Thus, to maintain the rigor of the screening process, the studies obtained from each of the databases based on the eligibility criteria were exported to a reference management software (EndNote; Clarivate Analytics), and duplicates were removed. The remaining studies were then imported into the Rayyan application (Qatar Computing Research Institute) for analysis and selection based on titles and abstracts.

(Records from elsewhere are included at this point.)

PR #3736, opened 2024-09-19
Properties Editor Structure and Style

Gazook89:
This is mostly a small refactoring of CSS and some slight changes to HTML structure in advance of the new TagInput component.  Things I noticed while working on that PR are the many places that font sizes were set, and the variety of font-size values used in different places.  And this also updates the "publish" button description, some box sizing and borders, etc.

No methods/functions were harmed in the production of this PR.  

I'd like to get this pushed through before doing much styling on the TagInput component update.

### DIFF
--- a/client/homebrew/editor/metadataEditor/metadataEditor.jsx
+++ b/client/homebrew/editor/metadataEditor/metadataEditor.jsx
@@ -311,7 +311,7 @@ const MetadataEditor = createClass({
 
 	render : function(){
 		return <div className='metadataEditor'>
-			<h1 className='sectionHead'>Properties Editor</h1>
+			<h1>Properties Editor</h1>
 
 			<div className='field title'>
 				<label>title</label>
@@ -359,9 +359,7 @@ const MetadataEditor = createClass({
 
 			{this.renderRenderOptions()}
 
-			<hr/>
-
-			<h1 className='sectionHead'>Authors</h1>
+			<h2>Authors</h2>
 
 			{this.renderAuthors()}
 
@@ -372,9 +370,7 @@ const MetadataEditor = createClass({
 				notes={['Invited author usernames are case sensitive.', 'After adding an invited author, send them the edit link. There, they can choose to accept or decline the invitation.']}
 				onChange={(e)=>this.handleFieldChange('invitedAuthors', e)}/>
 
-			<hr/>
-
-			<h1 className='sectionHead'>Privacy</h1>
+			<h2>Privacy</h2>
 
 			<div className='field publish'>
 				<label>publish</label>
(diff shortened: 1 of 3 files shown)


client/homebrew/editor/metadataEditor/metadataEditor.jsx
```diff
@@ -304,17 +304,14 @@ const MetadataEditor = createClass({
...
-				</a>
+				<small><a href='/legacy' target='_blank' rel='noopener noreferrer'>Click here to see the demo page for the old Legacy renderer!</a></small>
 			</div>
 		</div>;
 	},
 
 	render : function(){
 		return <div className='metadataEditor'>
-			<h1 className='sectionHead'>Brew</h1>
+			<h1 className='sectionHead'>Properties Editor</h1>
```
calculuschild, line 314: This is the title of the section, not the whole tab (i.e along with "authors" and "privacy")

calculuschild:
Is this ready for merging or do you want to tinker on it any more?

client/homebrew/editor/metadataEditor/metadataEditor.jsx
Gazook89: I believe it’s fine the way I have it. Many things in life have an H1, then some content, then are followed with h2 and more content. 

Nothing is really lost by removing “brew” from the top here. Everything in that panel is about the brew. We don’t alter anything else with the units like the account. 

But, we do frequently reference the Properties Editor when helping users, and it’d be nice to have it labeled (beyond the hover state on the bar). 

Just my two cents

calculuschild: If you want a top-level title that says "Properties Editor", that is fine. But I meant that having this element on the same level as "Authors" and "Privacy" implies that only part of this panel is the Properties Editor, when "Properties Editor" should apply to the whole page. We are missing one higher-level header where "Properties Editor" belongs.

An equivalent menu at a restaurant:

### Sandwiches (shouldn't this be "Breads", and "Sandwiches" at a higher level at the top?)

- Whole Wheat
- Pumpernickle
- White

### Vegatables

- Lettuce
- Tomato

### Meats

- Turkey
- Bacon

Gazook89: Okay, so just leave Properties Editor as H1, and demote "Privacy" etc to H2

Gazook89: What about this:

image

calculuschild: That's fine, yes. Thanks!

PR #3767, opened 2024-09-27
Add zoom property to BrewRenderer print styling

### LINKED ISSUE #3744: BrewRenderer toolbar zoom level affects Print sizing
When using the zoom function of the new BrewRenderer toolbar, attempting to print the brew results in pages at the zoomed size, not the intended print size. Possibly could be fixed by adding an `@media print` rule of `zoom: 100%` to override the toolbar's `zoom` setting (or whatever property it been uses to achieve this effect).

G-Ambatte:
This PR fixes #3744.

This PR adds the `zoom` property to the `@media print` rules for the BrewRenderer, preventing the `zoom` property set in inline styles (by the BrewRenderer toolbar) from affecting the print output.

### DIFF
--- a/client/homebrew/brewRenderer/brewRenderer.less
+++ b/client/homebrew/brewRenderer/brewRenderer.less
@@ -39,6 +39,7 @@
 		overflow-y  : unset;
 		.pages {
 			margin : 0px;
+			zoom: 100% !important;
 			& > .page { box-shadow : unset; }
 		}
 	}


Gazook89 (approved):
Does it have to be `!important`?  I don't know, just asking.

Otherwise, i approve of this single line change.

G-Ambatte:
> Does it have to be `!important`?  I don't know, just asking.
> 
> Otherwise, i approve of this single line change.

It does, or else it won't override the inline style.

The titles and abstracts were read and analyzed by 2 independent reviewers to identify those that were potentially eligible. After reading the titles and abstracts, the preselected studies were subjected to data analysis and mapping, which consisted of carefully reading and classifying the texts from which the results were extracted.
The selected studies were read in full by 2 additional reviewers (MdPSdSN and PdCT) to confirm their relevance to the research question. Any doubts about the inclusion of studies would be resolved through discussion with a third reviewer until a consensus was reached. It was not necessary to contact a third reviewer.
Data Extraction and Analysis
As recommended by the JBI, the authors developed a tool to extract the data for the scoping review. Those responsible for data extraction (MdPSdSN, PdCT, and PMM) read and carefully classified the texts. The data were documented in a Microsoft Excel (Microsoft Corp) spreadsheet for better data extraction and evaluation. The final studies were determined from this step. The following variables were extracted from the studies: symptoms, authors, year, reference, study title, objective, study design, and mapping of results.
The focuses of the studies were analyzed, and the results and discussion are presented descriptively and quantified as frequencies in tables. The Discussion section synthesizes the evidence found during the review to explore it and compare it with the existing literature.
The mapped results were categorized into 7 major groups and subgroups of therapeutic orientations for the self-management of major depressive disorder based on the similarities between them. For example, therapeutic orientations focused on physical activity or regular exercise and healthy eating were classified as adoption of healthy habits, whereas listening to music, watching movies, reading, painting, going out with friends, taking outdoor walks, and practicing spiritual and religious activities were grouped in the category of leisure or pleasurable activities. This was done for all the therapeutic orientations identified considering the objective of this scoping review.
Regarding the methodological assessment (although it was not mandatory), each included study had its level of evidence identified based on the JBI appraisal tools [13] and the study design.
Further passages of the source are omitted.